Monsieur et Madame M.-R. demandent, quant à eux, la condamnation de Monsieur P. Ils lui reprochent d'avoir manqué à son devoir de conseil et d'information, et d'avoir commis des fautes de conception et de coordination des études, en relation causale avec le dommage subi par Monsieur D. et par eux-mêmes.
Décision du Tribunal civil de Bruxelles
Le Tribunal commence par rappeler que Monsieur et Madame M.-R. supportent la charge de la preuve de la réalité et de l'imputabilité d'un manquement fautif à charge de Monsieur P., de même que de l'existence d'un dommage réparable en lien causal avec ce manquement.

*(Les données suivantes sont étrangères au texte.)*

Issue #95, opened 2016-06-01
Organize unit tests to follow the NumPy/SciPy guidelines


murrayrm:
Mentioned as part of PR #78: By the way, @murrayrm, it might be good at some point to organize the existing tests better, to follow the NumPy/SciPy guidelines, for instance so that tests for module foo.py are in test_foo.py. Many are already like this, but some modules do not have corresponding test modules.

slivingston:
For reference, the NumPy/SciPy Testing Guidelines are in the numpy repository at [doc/TESTS.rst.txt](https://github.com/numpy/numpy/blob/175476fec763984573e60485a447978cbcb381c0/doc/TESTS.rst.txt).

bnavigator:
The NumPy testing guidelines are now at https://numpy.org/doc/stable/reference/testing.html and replaced nose with pytest. (Nose is deprecated in general). Note that they primarily refer to NumPy/SciPy modules, which python-control is not.

With #438 this is mostly resolved.

PR #133, opened 2017-02-17
Add run of tests without Slycot on Travis CI

slivingston:
Because tests and parts of `control` that are used depend on whether Slycot is installed, it is worthwhile to exercise both cases as part of CI testing. This pull request does so. Test coverage is only for the case with Slycot installed (as from before this pull request).

The second commit disables tests that depend on Slycot if it is not found. Affected tests were introduced in PR #118.

### DIFF
--- a/.travis.yml
+++ b/.travis.yml
@@ -33,7 +33,7 @@ before_install:
   - conda install conda-build
   - conda config --add channels python-control
   - conda info -a
-  - conda create -q -n test-environment python="$TRAVIS_PYTHON_VERSION" pip coverage slycot
+  - conda create -q -n test-environment python="$TRAVIS_PYTHON_VERSION" pip coverage
   - source activate test-environment
   # coveralls not in conda repos
   - pip install coveralls
@@ -45,6 +45,11 @@ install:
 
 # command to run tests
 script:
+  # Before installing Slycot
+  - python setup.py test
+
+  # Now, get and use Slycot
+  - conda install slycot
   - coverage run setup.py test
 
 after_success:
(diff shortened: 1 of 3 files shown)


slivingston:
Changes here increase runtime for CI builds by approximately 90 seconds (as a sum across all configurations: Python 2.7, 3.3, 3.4, 3.5).

There is at least one negative consequence of changes here. Tests that are independent of Slycot are performed twice without potential benefit. However, the marginal gain in computation time and load is small.

roryyorke:
Looks good.  I assume you saw all the [deprecation warnings from scipy](https://travis-ci.org/python-control/python-control/jobs/202678373#L770).

FWIW, an alternative is to use Travis CI's matrix capability; I imagine "with Slycot" and "without Slycot" configurations.  Using a matrix setup opens other possibilities: 
  1) a "no-conda" config---I don't know how useful this is, but I gather from https://github.com/python-control/Slycot/issues/3 that this could be desired.
  2) Mac OS testing.  I haven't explored this (don't have a Mac), but I think Travis CI does support it.

murrayrm:
This PR looks good to me.  Will merge in 24 hours if there are no further comments.

murrayrm:
@slivingston: leaving it to you to delete the branch (just in case there is some reason to keep it).

slivingston:
@roryyorke and @murrayrm thanks to both of you for reviews.

re <https://github.com/python-control/python-control/pull/133#issuecomment-280749408>:

1. Yes, I noticed the deprecation warnings, but I think that it is outside the scope of this pull request. My plan is to add more tests while addressing issue #95 before making changes to avoid deprecated external API.

2. Before opening this PR, I tried testing on Mac OS as part of a matrix setup on Travis CI, e.g., <https://travis-ci.org/python-control/python-control/builds/201547383>. Ultimately I did not succeed. Because Slycot is the main difficulty in terms of cross-platform support, I decided to devote more effort to configuring Mac OS on Travis CI for Slycot instead of `control`.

A cet égard, les juges constatent que le contrat d'architecture démontre que l'architecte P. s'est vu confier une mission globale, portant sur la conception et l'exécution des travaux. Il est cependant tout à fait possible que les parties aient modalisé les obligations reposant sur l’architecte.
En l’espèce, le contrat prévoit que les prestations de l'architecte comprennent les études préliminaires, l'avant-projet, l'établissement des plans et documents du dossier administratif nécessaires à la demande d'autorisation de bâtir, l'établissement des plans d'exécution nécessaires pour les soumissions des corps de métier et la coordination des études de stabilité, notamment avec les plans généraux de la construction.
Le Tribunal observe toutefois qu’en l’espèce le contrat prévoit que sont notamment hors mission : le relevé de la situation existante et l'étude de stabilité des ouvrages.
Pour le surplus, les juges estiment qu’aucune des règles déontologiques invoquées par Monsieur et Madame M. - R. ne s'oppose à un tel aménagement des tâches entre le maître de l'ouvrage et l'architecte.
Il n'est en outre pas contesté que Monsieur M. a communiqué à l'architecte P. le relevé de la situation existante. Ce relevé est particulièrement précis, réalisé à l'échelle, et permet donc aisément d'établir l'épaisseur du mur mitoyen litigieux.
Le Tribunal considère que la convention précisait clairement que le relevé de la situation existante était hors mission. Le maître de l'ouvrage l'a lui-même fourni à l'architecte.
Par conséquent, il n’appartenait pas à l’architecte de mesurer lui-même les lieux avant de procéder à l'établissement des plans nécessaires au permis de bâtir et aux soumissions. Aucun élément objectif du dossier ne permettait de mettre en doute la pertinence du relevé communiqué par Monsieur M.
Ainsi, il n'est pas fautif, dans le chef de l'architecte P., d'avoir établi des plans représentant un mur mitoyen de 30 centimètres d'épaisseur, sur la base dudit relevé.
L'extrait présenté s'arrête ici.